The International Archives of the Photogrammetry, Remote Sensing and Spatial Information Sciences
Publications Copernicus
Articles | Volume XLII-3
Int. Arch. Photogramm. Remote Sens. Spatial Inf. Sci., XLII-3, 1093–1098, 2018
Int. Arch. Photogramm. Remote Sens. Spatial Inf. Sci., XLII-3, 1093–1098, 2018

  30 Apr 2018

30 Apr 2018


R. Liu, T. Lee, H. Lv, C. Fan, and Q. Liu R. Liu et al.
  • Guangxi Zhuang Autonomous Region Institute of Remote Sensing Information Surveying and Mapping, 530023 Nanning, China

Keywords: Global Positioning System(GPS), Tropospheric delay, Wet delay, Inversion of water vapor, Precipitable water vapor

Abstract. Using GPS technology to retrieve atmospheric water vapor is a new water vapor detection method, which can effectively compensate for the shortcomings of conventional water vapor detection methods, to provide high-precision, large-capacity, near real-time water vapor information.
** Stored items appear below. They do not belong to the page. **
PR #1330, opened 2017-06-02
Avoid unnecessary struct field shorthand

glandium:
This was inadvertently added in 3ab7de9, and unnecessarily requires
rustc 1.17 (struct field shorthands were unstable before that).

---
This change is [Reviewable](https://reviewable.io/reviews/servo/webrender/1330)


kvark:
@glandium what is the problem with requiring Rust-0.17?
Servo is built with rust-nightly anyway, and any app using Rust should be safe to update the stable version.

PR #1331, opened 2017-06-02
Don't apply local clip rect to snap rectangle calculation.

glennw:
This fixes the remaining WPT/CSS fails in the pending WR update.

---
This change is [Reviewable](https://reviewable.io/reviews/servo/webrender/1331)


kvark:
The old code used local clip rect for snapping, and I wasn't sure why.
Good to see more tests passing!
@bors-servo r+

kvark:
OSX timeout
@bors-servo retry

PR #1333, opened 2017-06-02
Return the clip id from push_clip_node.

staktrace:
In cases where the caller doesn't pass in an explicit clip id, it is
still useful for the caller to get back the generated clip id. This is
because the caller may later need to call push_clip_and_scroll_info with
the clip id that was generated. If this function doesn't return the clip
id the caller would basically have to inline this function and define
the clip manually, which seems much less convenient.

---
This change is [Reviewable](https://reviewable.io/reviews/servo/webrender/1333)

### DIFF
--- a/webrender_traits/src/display_list.rs
+++ b/webrender_traits/src/display_list.rs
@@ -881,9 +881,11 @@ impl DisplayListBuilder {
     pub fn push_clip_node(&mut self,
                           content_rect: LayoutRect,
                           token: ClipRegionToken,
-                          id: Option<ClipId>){
+                          id: Option<ClipId>)
+                          -> ClipId {
         let id = self.define_clip(content_rect, token, id);
         self.clip_stack.push(ClipAndScrollInfo::simple(id));
+        id
     }
 
     pub fn push_clip_id(&mut self, id: ClipId) {


kvark:
Technically, a breaking change. Unlikely to break anyone though.
@bors-servo r+

mrobinson:
@staktrace Hrm. I originally thought of `push_clip_node` as a way to keep backward compatibility until everyone moved to define_clip and pushing it manually. Is there any way to Gecko can switch to this approach? Eventually, I think the clip stack might go away entirely.

kvark:
@mrobinson if you don't feel good about this change, please r-

staktrace:
@mrobinson yeah we can stop using push_clip_node if that's the preferred way forward. I thought it was here to stay as a nice convenience function.

staktrace:
(Aside: is there a way to mark functions as deprecated in rust? If not even some inline comments to that effect would be good here)

kvark:
@staktrace yeah,
```rust
#[deprecated]
fn foo() {}

fn main() {
    foo();
}
```

mrobinson:
@kvark @staktrace In the end, I didn't r- only because the clipping API is moving a bit slowly in order to make sure that it meets the needs of Gecko. If the `push_clip_node` API is very useful, I am happy to adapt the to that style. On the other hand, if the `define_clip` approach works, then let's stick with that. :smile:

kvark:
@mrobinson ok, let's re-open if @staktrace has any issues with `define_clip`

staktrace:
Yeah, no problem with using `define_clip`. `push_clip_node` is pretty small and trivial to inline into gecko where needed.

mrobinson:
@staktrace Thanks for the info. I'm tracking the removal here: https://github.com/servo/webrender/issues/1335

PR #1334, opened 2017-06-02
Run CI with rustc 1.15.1

glandium:
This is the minimum version supported by Gecko, and would avoid things
like 3ab7de9 slipping in.

---
This change is [Reviewable](https://reviewable.io/reviews/servo/webrender/1334)

### DIFF
--- a/.travis.yml
+++ b/.travis.yml
@@ -1,7 +1,7 @@
 dist: trusty
 language: rust
 rust:
-  - stable
+  - 1.15.1
   - nightly
 os:
   - linux


kvark:
This brings the total Travis job count to astonishing 12. I'm concerned about the increased build times as well as risks associated with getting OSX build failures due to timeouts. Perhaps, we could test "0.15.1" instead of "stable" to keep the job count under control?

jrmuizel:
I thought Gecko required Rust stable and not older versions like 1.15?

rillian:
Gecko currently requires rust >= 1.15.1. Our goal is stable, but we try to avoid bumping the minimum required version as a courtesy for developers who aren't working on Rust code. I.e. it reduces churn for them.

The minimum will jump to 1.17.0 in a week or two when Gecko starts building the style crate by default.

glennw:
Would it make sense to remove the ```nightly``` check, and just test against ```stable``` and the current Gecko minimum?

rillian:
That might be reasonable.

Gecko recently [added a check](https://bugzilla.mozilla.org/show_bug.cgi?id=1321847) that the code builds with the declared minimum Rust version. There are also (much less frequent) build checks against beta and nightly Rust. Having similar tests in the webrender repo will catch the issues much sooner of course. I think it depends which end of the compatibility spectrum you expect to bump into most often.

glennw:
Thoughts @kvark  ?

kvark:
@glennw I still see the value in testing Nightly, so that any compiler/stdlib changes affecting us are discovered early. For that matter, I stick to my earlier proposal to just test Rust 1.15 instead of "stable", and keep it up with Gecko needs.

glennw:
@kvark Sounds good to me.

glennw:
@bors-servo r+

Thanks!

PR #1336, opened 2017-06-02
GpuDataRequest

kvark:
based on #1328
addresses soundness of requests, refactors the usage in prim_store
r? @glennw

---
This change is [Reviewable](https://reviewable.io/reviews/servo/webrender/1336)


glennw:
Nice one!

r=me (I'm assuming you'll need to rebase after the included commits land).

In-depth study of ground-based GPS detection of atmospheric water vapor technology aims to further improve the accuracy and practicability of GPS inversion of water vapor and to explore its ability to detect atmospheric water vapor information to better serve the meteorological services. In this paper, the influence of the setting parameters of initial station coordinates, satellite ephemeris and solution observation on the total delay accuracy of the tropospheric zenith is discussed based on the observed data. In this paper, the observations obtained from the observation network consisting of 8 IGS stations in China in June 2013 are used to inverse the water vapor data of the 8 stations. The data of Wuhan station is further selected and compared with the data of Nanhu Sounding Station in Wuhan The error between the two data was between -6mm-6mm, and the trend of the two was almost the same, the correlation reached 95.8 %. The experimental results also verify the reliability of ground-based GPS inversion of water vapor technology.